Der Abgeordneten Julia Herr,

Genossinnen und Genossen

 

an den Bundesminister für Finanzen

 

betreffend „Transformationsfonds“: Zweites COFAG-Fiasko oder wichtiger Schritt in die klimaneutrale Zukunft?

Am 28. Jänner 2022 berichtete die Kleine Zeitung über ein besonderes Regierungsvorhaben, die Einrichtung eines „Transformationsfonds“: „An einem Strang ziehen Schramböck und Klimaministerin Leonore Gewessler bei einem neu aufgelegten Transformationsfonds für Unternehmen. Konkrete erste Projekte sind für 2023 geplant. Basis für den Fonds wird das Klimaschutzgesetz sein, bei dem man sehr konstruktiv in finalen Verhandlungen sei, wie Gewessler preisgab.“[1]
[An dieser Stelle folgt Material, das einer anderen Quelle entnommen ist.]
PR #304, opened 2025-05-07
xen: Add test-ring0 tests

dinhngtu:
Run the test-ring0 tests that are straightforward to run.
The ones that are not (e.g. legacy tests, tests that crash the host or leak resources infinitely) are skipped, but included for completeness.

`test_xst_memory_leak` requires a custom kernel with `CONFIG_DEBUG_KMEMLEAK` set.

### DIFF
--- a/tests/xen/test_ring0.py
+++ b/tests/xen/test_ring0.py
@@ -1,0 +1,159 @@
+import logging
+import pytest
+import secrets
+import time
+from typing import Generator, Optional
+
+from lib.host import Host
+from lib.vm import VM
+
+# Requirements:
+# From --hosts parameter:
+# - host: XCP-ng host >= 8.2, reboots after test
+# From --vm parameter:
+# - A VM to import
+# Only XST tests with pass/fail results, and that don't crash the host were included.
+
+
+@pytest.fixture(scope="package")
+def host_with_ring0_tests(
+    host_with_saved_yum_state: Host,
+) -> Generator[Host, None, None]:
+    host = host_with_saved_yum_state
+    host.yum_install(["test-ring0"])
+    yield host
+    # clean up the loaded test modules and test states at the end
+    host.reboot(verify=True)
+
+
+@pytest.fixture
+def host_without_livepatch_loaded(host: Host) -> Host:
+    if host.ssh_with_result("lsmod | grep -wq livepatch_tester").returncode == 0:
+        pytest.fail("livepatch_tester already loaded, host needs reboot")
+    return host
+
+
+def do_execute_xst(host: Host, modname: str, testname: Optional[str] = None) -> None:
+    if testname is None:
+        testname = modname
+    host.ssh(f"modprobe xst_{modname}")
+    try:
+        host.ssh(f"echo 1 > /sys/kernel/debug/xst/{testname}/run")
+        host.ssh(f"grep -q 'status: pass' /sys/kernel/debug/xst/{testname}/results")
+    finally:
+        host.ssh(f"modprobe -r xst_{modname}", check=False)
+
+
+@pytest.mark.reboot  # host_with_ring0_tests
+@pytest.mark.usefixtures("host_with_ring0_tests")
+class TestRing0Tests:
+    def test_privcmd_restrict(self, host: Host):
+        host.ssh("/usr/bin/privcmd-restrict_test")
+
+    def test_xst_alloc_balloon(self, host: Host):
+        do_execute_xst(host, "alloc_balloon")
+
+    def test_xst_big_module(self, host: Host):
+        do_execute_xst(host, "big_module")
+
+    def test_xst_evtchn_latency(self, host: Host):
+        do_execute_xst(host, "evtchn_latency", "evtchn_lat")
+
+    @pytest.mark.skip("only makes sense for 2l evtchn")
+    def test_xst_evtchn_limit(self, host: Host):
+        do_execute_xst(host, "evtchn_limit")
+
+    def test_xst_evtchn_stress(self, host: Host):
+        do_execute_xst(host, "evtchn_stress")
+
+    @pytest.mark.skip("leaks event channels infinitely")
+    def test_xst_evtchn_unbind(self, host: Host):
+        do_execute_xst(host, "evtchn_unbind")
+
+    def test_xst_get_user_pages(self, host: Host):
+        host.ssh("modprobe xst_get_user_pages")
+        try:
+            host.ssh("/usr/bin/gup_test")
+        finally:
+            host.ssh("modprobe -r xst_get_user_pages", check=False)
+
+    def test_xst_grant_copy_perf(self, host: Host):
+        do_execute_xst(host, "grant_copy_perf", "gntcpy_perf")
+
+    @pytest.mark.small_vm
+    def test_xst_ioemu_msi(self, host: Host, running_unix_vm: VM):
+        # TODO: validate MSI reception in guest
+        vm = running_unix_vm
+        domid = vm.param_get("dom-id")
+        host.ssh("modprobe xst_ioemu_msi")
+        try:
+            host.ssh(f"echo {domid} > /sys/kernel/debug/xst/ioemu_msi/domid")
+            host.ssh("echo 1 > /sys/kernel/debug/xst/ioemu_msi/data")
+            host.ssh("echo 1 > /sys/kernel/debug/xst/ioemu_msi/run")
+            host.ssh("grep -q 'status: pass' /sys/kernel/debug/xst/ioemu_msi/results")
+        finally:
+            host.ssh("modprobe -r xst_ioemu_msi", check=False)
+
+    @pytest.mark.usefixtures("host_at_least_8_3")
+    def test_xst_livepatch(self, host_without_livepatch_loaded: Host):
+        """
+        This test loads a `livepatch_testee` module, and triggers the test
+        function `test_function_default` by writing to
+        `/proc/livepatch_testee/cmd`. This function is then updated by loading
+        `livepatch_tester` and retested. Distinguish between unpatched and
+        patched functions using printk output, delimited by a random marker.
+
+        Strangely enough, the patch in `livepatch_tester` causes the patched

Nun, Mitte November 2022 gibt es weder ein Klimaschutzgesetz, noch ein Transformationsfondsgesetz, über das dem Vernehmen nach regierungsintern gerungen wurde. Als Lösung wurde gegenüber den Medien einfach behauptet, dass es den Transformationsfonds jetzt doch gäbe. Und tatsächlich sieht das Budget ab 2023 175 Millionen Euro für die Transformation der Industrie im Budget der UG 43 vor (ab 2024 dann 400 Mio. Euro pro Jahr). Und es gibt weitere Mittel in der UG 41 (BMK), der UG 33 (BMAW) und der UG 40 (BMAW), aber keine inhaltliche, gesetzliche Klammer. Wie eine Abstimmung zwischen den unterschiedlichen Budgets und Ministerien erfolgen soll, bleibt unklar.
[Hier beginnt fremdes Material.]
PR #306, opened 2025-05-19
lib/vm: Work around Windows XS guest agents not updating version after resume

dinhngtu:
Resuming after a suspend wipes out xenstore information including `PV-drivers-version`. Check for both the agent version or the xenbus version to work around an issue where the Windows agent sometimes fails to update its version after a resume.

### DIFF
--- a/lib/vm.py
+++ b/lib/vm.py
@@ -148,7 +148,11 @@ class VM(BaseVM):
             return False
 
     def is_management_agent_up(self):
-        return self.param_get('PV-drivers-version', 'major', accept_unknown_key=True) is not None
+        return (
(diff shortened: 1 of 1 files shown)


ydirson (approved):
no objection, at the very least it will confirm whether this is the case that happens so often these days

dinhngtu:
That might be better since we haven't completely shipped the WinPV driver version reporting fix yet. Still, `wait_for_os_booted` is the only place where we use `is_management_agent_up` so we might just be able to delete `is_management_agent_up` altogether (`try_get_and_store_ip` should be enough to prove that OS booted right?)

stormi (approved):

PR #310, opened 2025-05-21
Add test for rolling pool update with VM availability check on updated host

rushikeshjadhav:
Added `test_linstor_sr_pool_update` for rolling pool update with VM availability check.

It performs
- A rolling update and reboot of all hosts in a LINSTOR SR pool (starting with the master).
- Verifies VM can start and shutdown successfully on each host after update.
- Ensures SR remains usable throughout the process.

### DIFF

Zusätzliche finanzielle Mittel, um Österreichs Industrie in eine klimaneutrale Zukunft zu bringen, sind dringend erforderlich. Doch mehr Geld allein garantiert noch lange keinen Erfolg. Dafür braucht es Strategie, klare gesetzliche Vorgaben und Regeln für die Förderung, deren Vergabe und förderberechtigte Unternehmen. Diese sind aktuell noch nicht bekannt. Die vagen Andeutungen in der Novelle des Umweltförderungsgesetzes bringen nicht die nötige Klarheit.

Die Geschichte der Corona-Hilfsgelder zeigt, wozu die Vergabe von Geldern führen kann, wenn diese nicht ordentlich und durchdacht aufgesetzt werden und die parlamentarische Kontrolle fehlt. Gerade beim Klimaschutz muss jedoch jeder Cent bestmöglich eingesetzt werden. Fälle von Überförderung oder Mitnahmeeffekte sind daher zu vermeiden.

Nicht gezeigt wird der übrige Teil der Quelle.